> [What to work on]: Return, word for word, only the lines from the one containing "the adapted Frame" through the last line of the entries.

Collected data
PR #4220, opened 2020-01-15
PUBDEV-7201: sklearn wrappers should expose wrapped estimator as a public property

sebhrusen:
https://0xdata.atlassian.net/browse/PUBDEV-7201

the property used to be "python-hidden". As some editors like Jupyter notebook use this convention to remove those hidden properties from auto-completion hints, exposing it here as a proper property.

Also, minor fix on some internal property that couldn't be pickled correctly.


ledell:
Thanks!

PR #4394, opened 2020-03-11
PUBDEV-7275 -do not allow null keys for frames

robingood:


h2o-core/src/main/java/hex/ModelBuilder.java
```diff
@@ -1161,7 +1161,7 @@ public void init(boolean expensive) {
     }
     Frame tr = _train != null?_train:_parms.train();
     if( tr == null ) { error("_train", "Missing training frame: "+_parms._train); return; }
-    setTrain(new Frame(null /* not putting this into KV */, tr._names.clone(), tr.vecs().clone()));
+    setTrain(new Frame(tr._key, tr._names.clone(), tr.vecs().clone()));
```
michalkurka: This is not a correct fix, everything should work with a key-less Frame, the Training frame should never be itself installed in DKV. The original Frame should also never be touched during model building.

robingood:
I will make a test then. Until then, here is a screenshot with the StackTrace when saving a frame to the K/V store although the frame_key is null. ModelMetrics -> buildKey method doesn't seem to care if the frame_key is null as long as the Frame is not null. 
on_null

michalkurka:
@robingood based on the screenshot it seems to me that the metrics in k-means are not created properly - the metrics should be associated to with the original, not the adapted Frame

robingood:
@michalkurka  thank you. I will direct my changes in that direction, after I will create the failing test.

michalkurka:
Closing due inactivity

> [Solution to the problem]:
@robingood based on the screenshot it seems to me that the metrics in k-means are not created properly - the metrics should be associated to with the original, not the adapted Frame

robingood:
@michalkurka  thank you. I will direct my changes in that direction, after I will create the failing test.

michalkurka:
Closing due inactivity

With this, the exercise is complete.